Kegiatan dibuka oleh Ketua Departemen Ilmu Kelautan, Dr. Khairul Amri, yang menyampaikan bahwa PkM ini adalah salah satu tridharma perguruan tinggi dan setiap semester dilakukan minimal satu kali. Khairul menambahkan bahwa dipilihnya Pulau Lakkang sebagai lokasi pengabdian kali ini karena “kedekatan”nya dengan masyarakat Lakkang, dalam hal jarak dan kebutuhan satu sama lain.

Kegiatan diawali dengan penyuluhan yang disampaikan oleh sdr. Adi Saifullah Putra, yang merupakan Founder & CEO PT. Mall Sampah. Adi menyampaikan jika mengelola sampah dengan baik dapat menjadi salah satu alternatif penghasilan dengan mengumpulkan dan menyetorkan ke bank sampah.

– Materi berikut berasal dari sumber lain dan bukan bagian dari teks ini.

PR #119, opened 2024-07-08
Feat: BSP confirm storage

links234:
Complete the BSP confirm file flow after complete upload and fix bugs along the way:
 - Send `bsp_confirm_storing` transaction after a complete file upload
 - Add `query_bsp_confirm_chunks_to_prove_for_file` runtime API call which shares protocol logic with the BSP node. Also add associated commands/helper functions on the BSP's BlockchainService side.
 - Add the blockchain service event `BspConfirmedStoring` (emitted only if it's referring to running BSP)
 - Add `BspConfirmedStoringHandler` to update the BSP Forest storage
 - Multiple fixes for empty tries proofs (client & runtime)


Cargo.toml
```diff
@@ -107,6 +107,7 @@ frame-executive = { git = "https://github.com/paritytech/polkadot-sdk.git", tag
 frame-system-benchmarking = { git = "https://github.com/paritytech/polkadot-sdk.git", tag = "polkadot-v1.9.0", default-features = false }
 frame-system-rpc-runtime-api = { git = "https://github.com/paritytech/polkadot-sdk.git", tag = "polkadot-v1.9.0", default-features = false }
 frame-try-runtime = { git = "https://github.com/paritytech/polkadot-sdk.git", tag = "polkadot-v1.9.0", default-features = false }
+frame-metadata = { git = "https://github.com/paritytech/frame-metadata.git", default-features = false }
```
links234, line 110: *(question from author)*

Should I keep this in case we want to give another shot at proper client-side errors?

primitives/forest-verifier/src/lib.rs
```diff
@@ -34,6 +34,11 @@ where
         challenges: &[Self::Challenge],
         proof: &Self::Proof,
     ) -> Result<BTreeSet<Self::Challenge>, DispatchError> {
+        // Check that `challenges` is not empty.
+        if challenges.is_empty() {
+            return Err("No challenges provided.".into());
+        }
+
```
ffarall, line 41: I see why you made this. The reason for not checking, it, IIRC, was that technically, if there are no challenges, any proof is valid.

primitives/forest-verifier/src/lib.rs
```diff
@@ -49,20 +54,7 @@ where
...
-            #[allow(unreachable_code)]
-            {
-                return Err("No leaves provided in proof.".into());
-            }
-        }
-
-        // Check that `challenges` is not empty.
-        if challenges.is_empty() {
-            return Err("No challenges provided.".into());
+            return Ok(BTreeSet::new());
```
ffarall, line 57: Why are you returning this? It doesn't make sense that this would be a valid way to pass a verification

primitives/forest-verifier/src/lib.rs
```diff
@@ -178,17 +170,9 @@ where
...
-                    #[cfg(test)]
-                    unreachable!(
-                        "This should not happen. We check if the iterator has at least one leaf."
-                    );
-
-                    #[allow(unreachable_code)]
-                    {
-                        return Err("No leaves provided in proof.".into());
-                    }
+                    continue;
```
ffarall, line 175: Again, why would you consider this valid?

pallets/file-system/Cargo.toml
```diff
@@ -31,6 +32,7 @@ sp-trie = { workspace = true }
 
 # Local
 pallet-file-system-runtime-api = { workspace = true }
+pallet-proofs-dealer = { workspace = true }
```
ffarall, line 35: This shouldn't be here. This tightly couples the File System pallet to the Proofs Dealer pallet, instead of being loosely coupled (by an interface trait).

pallets/file-system/src/types.rs
```diff
@@ -61,6 +62,24 @@ pub struct StorageRequestMetadata<T: Config> {
     pub bsps_volunteered: T::StorageRequestBspsRequiredType,
 }
 
+impl<T: Config> StorageRequestMetadata<T> {
+    pub fn to_file_metadata(
+        self,
+    ) -> FileMetadata<
+        { shp_file_key_verifier::consts::H_LENGTH },
+        { shp_file_key_verifier::consts::FILE_CHUNK_SIZE },
+        { shp_file_key_verifier::consts::FILE_SIZE_TO_CHALLENGES },
```
ffarall, line 71: FYI, I'm in the process of removing this type from here, but for this PR is perfectly fine.

pallets/bucket-nfts/Cargo.toml
```diff
@@ -16,6 +16,7 @@ targets = ["x86_64-unknown-linux-gnu"]
 
 [dependencies]
 codec = { workspace = true }
+num-bigint = { workspace = true }
```
ffarall, line 19: If you only need this for the `mock.rs` file, please add them as `dev-dependencies`.

pallets/bucket-nfts/Cargo.toml
```diff
@@ -30,6 +31,7 @@ sp-std = { workspace = true }
 
 # Local
 shp-traits = { workspace = true }
+shp-file-key-verifier = { workspace = true }
```
ffarall, line 34: If you only need this for the `mock.rs` file, please add them as `dev-dependencies`.

node/src/tasks/bsp_confirmed_storing.rs
```diff
@@ -0,0 +1,94 @@
...
+        // Release the file storage lock.
+        drop(read_file_storage);
+
+        // Save [`FileMetadata`] of the newly confirmed stored file in the forest storage.
+        let mut write_forest_storage = self.storage_hub_handler.forest_storage.write().await;
+        write_forest_storage
+            .insert_metadata(&file_metadata)
+            .expect("Failed to insert metadata.");
+        // Release the forest storage lock.
+        drop(write_forest_storage);
```
ffarall, line 90: Why are you inserting the metadata here? I thought it would be already inserted after sending the volunteer transaction.

node/src/tasks/bsp_confirmed_storing.rs
```diff
@@ -0,0 +1,94 @@
+use sc_tracing::tracing::*;
```
ffarall, line 1: I'm gonna need some convincing for having this handler as a separate task. The way I see it, a `task` file would include the whole flow of what it's name describes. The `bsp_upload_file` should include the whole process of a BSP receiving a file from a user. If that includes more than one event handler, so be it, but the flow of logic is easier to follow than having to jump around files. So in short, I'd put this handler in `bsp_upload_file.rs`, but I'm open to discuss it.

docker/local-dev-bsp-compose.yml
```diff
@@ -23,6 +23,7 @@ services:
         "--keystore-path=/keystore",
         "--sealing=manual",
         "--base-path=/data",
+        "--log=runtime=debug",
```
ffarall, line 26: Maybe we shouldn't keep this in main. I'd guess you used it for debugging, and was left here.

docker/local-dev-bsp-compose.yml
```diff
@@ -50,4 +51,5 @@ services:
...
```
ffarall, line 54: Same here

client/forest-manager/src/prove.rs
```diff
@@ -76,7 +75,7 @@ where
             Ok(Proven::new_neighbour_keys(Some(leaf), None)
                 .map_err(|_| ForestStorageError::FailedToConstructProvenLeaves)?)
         }
-        _ => Err(ForestStorageError::InvalidProvingScenario.into()),
+        _ => Ok(Proven::Empty),
```
ffarall, line 78: Same here, why would this be a valid proof?

client/common/src/types.rs
```diff
@@ -55,6 +55,7 @@ pub type ParachainNetworkService = NetworkService<Block, <Block as BlockT>::Hash
 
 /// Proving either the exact key or the neighbour keys of the challenged key.
 pub enum Proven<K, D: Debug> {
+    Empty,
```
ffarall, line 58: Same here, why would this be a valid proven state?

ffarall (changes requested):

node/src/tasks/bsp_upload_file.rs
```diff
@@ -228,6 +234,46 @@ where
...
+        // Release the file storage lock.
+        drop(read_file_storage);
+
+        // Save [`FileMetadata`] of the newly confirmed stored file in the forest storage.
+        let mut write_forest_storage = self.storage_hub_handler.forest_storage.write().await;
+        write_forest_storage
+            .insert_metadata(&file_metadata)
+            .expect("Failed to insert metadata.");
+        // Release the forest storage lock.
+        drop(write_forest_storage);
```
ffarall, line 271: Why are you inserting the metadata here? I thought it would be already inserted after sending the volunteer transaction.

ffarall (changes requested):

node/src/tasks/bsp_upload_file.rs
ffarall: This is writing the metadata in forest storage. The one before, is writing it in file storage.

ffarall (approved):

Warga kemudian dibagi dua kelompok, yang mengikuti penyuluhan tentang Budidaya Tambak dan satu kelompok untuk mengikuti Workshop Pengolahan Sampah. Sebagai ahli budidaya perikanan, Prof. Zainuddin (dari Departemen Perikanan, Unhas) menyampaikan teknik budidaya tambak praktis dan diskusi dua arah terkait permasalahan budidaya perikanan yang sedang dialami oleh warga Pulau Lakkang. Sedangkan, kelompok workshop pengolahan sampah plastik, Departemen Ilmu Kelautan bermitra dengan PT. Rappo Indonesia. Akmal Idrus (Founder dan CEO PT. Rappo Indonesia) bersama timnya, memberikan penyuluhan praktis dan membekali warga Lakkang, utamanya kaum perempuan, untuk dapat mengolah sampah plastik menjadi produk berguna dan bernilai komersil.